Lissospira conica

Scientific classification
- Kingdom: Animalia
- Phylum: Mollusca
- Class: Gastropoda
- Subclass: Vetigastropoda
- Order: Trochida
- Family: Skeneidae
- Genus: Lissospira
- Species: L. conica
- Binomial name: Lissospira conica (Dall, 1927)

= Lissospira conica =

- Authority: (Dall, 1927)

Species of gastropod

Lissospira conica is a species of sea snail, a marine gastropod mollusk in the family Skeneidae.

==Description==
The height of the shell attains 2 mm, its diameter 1.7 mm.

(Original description) The shell is small, white, smooth, and polished. It is conic, with a little more than four moderately rounded whorls. The immature specimens exhibit an angle at the margin of the base on which the suture is laid, but this disappears on the last adult whorl. The suture is distinct, though not deep.

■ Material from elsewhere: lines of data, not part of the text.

PR #6340, opened 2024-06-26
[lexical-html] Bug Fix: Preserve text alignment of nested block elements, when converting HTML to Lexical Nodes

### LINKED ISSUE #6162: Bug: Converting HTML to Lexical Nodes strips text alignment from paragraphs
Lexical version: 0.15.0

## Steps To Reproduce

1. Create a new block element lexical node and register an importDOM on "div".
2. Using the HTML: `<div><p style="text-align: right;">Hello world!</p></div>`, pass it through `$generateNodesFromDOM`
3. You'll see the format property of our paragraph node will be set incorrectly to "0".

This is where the bug is coming from: https://github.com/facebook/lexical/blob/2dac7f5c4751bf772bf573ad7e3665e1482a5bfd/packages/lexical-html/src/index.ts#L324

```
if ($isBlockElementNode(node)) {
  node.setFormat(textAlign);
  out.push(node);
}
```

Is the `node.setFormat` line necessary? If it is, perhaps something like:

```
if (!node.getFormat()) node.setFormat(textAlign);
```

## The current behavior

The paragraph node's alignment is being overwritten by the div's unset alignment.

## The expected behavior

If alignment (i.e. format) is set on the paragraph, it should take precedence over its parent block format property.

nzigopis:
## Description
When an HTML block element, contained in another element, has text alighment  set, 
preserve the alignment, and don't replace from parent's
Closes #6162 

### Before

An html text like this: 
`<div><p style="text-align: center;">Hello world!</p></div>`
would result in paragraph with no text align,
while an html like this:
`<div style="text-align: right;"><p style="text-align: center;">Hello world!</p></div>`
would set the paragraph's text align to _right_

### After

In both cases above, paragraph preserves it's _center_ alignment


ivailop7 (approved):

jiangtutu0529:
> ## Description
> When an HTML block element, contained in another element, has text alighment set, preserve the alignment, and don't replace from parent's Closes #6162
> 
> ## Test plan
> ### Before
> An html text like this: `<div><p style="text-align: center;">Hello world!</p></div>` would result in paragraph with no text align, while an html like this: `<div style="text-align: right;"><p style="text-align: center;">Hello world!</p></div>` would set the paragraph's text align to _right_
> 
> ### After
> In both cases above, paragraph preserves it's _center_ alignment

>An html text like this: `<p class="editor-paragraph"><span style="white-space: pre-wrap;">4534</span><span style="color: rgb(255, 185, 140); white-space: pre-wrap;">53</span></p> ` would result in paragraph with no color,how can i fix this bug?

cccccroge:
> > ## Description
> > When an HTML block element, contained in another element, has text alighment set, preserve the alignment, and don't replace from parent's Closes #6162
> > ## Test plan
> > ### Before
> > An html text like this: `<div><p style="text-align: center;">Hello world!</p></div>` would result in paragraph with no text align, while an html like this: `<div style="text-align: right;"><p style="text-align: center;">Hello world!</p></div>` would set the paragraph's text align to _right_
> > ### After
> > In both cases above, paragraph preserves it's _center_ alignment
> 
> > An html text like this: `<p class="editor-paragraph"><span style="white-space: pre-wrap;">4534</span><span style="color: rgb(255, 185, 140); white-space: pre-wrap;">53</span></p> ` would result in paragraph with no color,how can i fix this bug?

Yes, this is actually annoying...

The base is rounded, and the aperture is also rounded. The lips are united over the body by a thin wash of enamel. In the adult, the inner lip is reflected over and nearly closes the small perforate umbilicus, which is not surrounded by any spiral sculpture.

==Distribution==
This particular species occurs in the Atlantic Ocean off Georgia, United States, at a depth of 538 m.